Data provided »
==*==
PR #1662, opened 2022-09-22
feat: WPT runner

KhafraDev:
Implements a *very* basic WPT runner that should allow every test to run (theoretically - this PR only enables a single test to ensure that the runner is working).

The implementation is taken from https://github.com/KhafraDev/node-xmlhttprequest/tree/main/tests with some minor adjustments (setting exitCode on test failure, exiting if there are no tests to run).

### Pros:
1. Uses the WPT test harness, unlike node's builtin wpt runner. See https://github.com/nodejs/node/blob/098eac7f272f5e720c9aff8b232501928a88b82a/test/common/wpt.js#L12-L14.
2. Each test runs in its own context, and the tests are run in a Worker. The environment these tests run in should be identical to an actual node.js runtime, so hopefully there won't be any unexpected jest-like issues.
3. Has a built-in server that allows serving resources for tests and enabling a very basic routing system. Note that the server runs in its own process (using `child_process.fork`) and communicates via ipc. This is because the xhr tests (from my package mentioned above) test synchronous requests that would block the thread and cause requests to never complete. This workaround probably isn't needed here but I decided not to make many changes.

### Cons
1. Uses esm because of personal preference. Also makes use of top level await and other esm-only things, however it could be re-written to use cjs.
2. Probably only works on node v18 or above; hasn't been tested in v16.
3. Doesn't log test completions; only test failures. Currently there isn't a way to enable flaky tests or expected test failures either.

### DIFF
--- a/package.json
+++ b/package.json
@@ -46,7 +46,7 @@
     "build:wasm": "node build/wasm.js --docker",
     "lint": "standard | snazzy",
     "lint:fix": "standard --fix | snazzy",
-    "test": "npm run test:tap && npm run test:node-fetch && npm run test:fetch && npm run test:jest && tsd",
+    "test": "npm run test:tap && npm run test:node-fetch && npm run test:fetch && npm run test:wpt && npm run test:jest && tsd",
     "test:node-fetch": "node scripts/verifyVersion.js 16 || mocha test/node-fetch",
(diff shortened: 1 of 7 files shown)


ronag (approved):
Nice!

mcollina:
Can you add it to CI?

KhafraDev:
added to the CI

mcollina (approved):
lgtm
==*==
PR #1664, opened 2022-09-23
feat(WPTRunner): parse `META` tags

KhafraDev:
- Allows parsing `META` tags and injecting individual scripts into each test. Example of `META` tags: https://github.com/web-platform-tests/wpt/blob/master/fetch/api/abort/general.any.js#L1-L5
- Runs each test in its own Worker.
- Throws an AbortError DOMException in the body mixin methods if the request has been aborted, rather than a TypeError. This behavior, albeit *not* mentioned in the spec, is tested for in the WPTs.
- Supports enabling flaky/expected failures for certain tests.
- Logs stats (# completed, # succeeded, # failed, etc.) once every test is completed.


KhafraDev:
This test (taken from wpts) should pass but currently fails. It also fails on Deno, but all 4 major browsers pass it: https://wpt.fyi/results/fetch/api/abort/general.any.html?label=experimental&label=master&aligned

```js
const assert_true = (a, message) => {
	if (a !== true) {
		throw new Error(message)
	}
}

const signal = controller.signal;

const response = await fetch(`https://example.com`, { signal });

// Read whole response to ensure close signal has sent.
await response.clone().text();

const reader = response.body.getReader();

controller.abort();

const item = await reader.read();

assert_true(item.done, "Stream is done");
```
==*==
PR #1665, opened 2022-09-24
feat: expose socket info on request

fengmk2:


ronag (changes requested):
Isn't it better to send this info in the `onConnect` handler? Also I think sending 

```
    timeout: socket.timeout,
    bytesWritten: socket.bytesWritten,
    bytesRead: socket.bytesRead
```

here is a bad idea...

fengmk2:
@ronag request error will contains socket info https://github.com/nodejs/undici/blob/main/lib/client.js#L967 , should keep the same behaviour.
==*==
What is expected »
Check each line of the data for the string "tags" and state how many lines contain it, without any other output.

Answer to this task »
2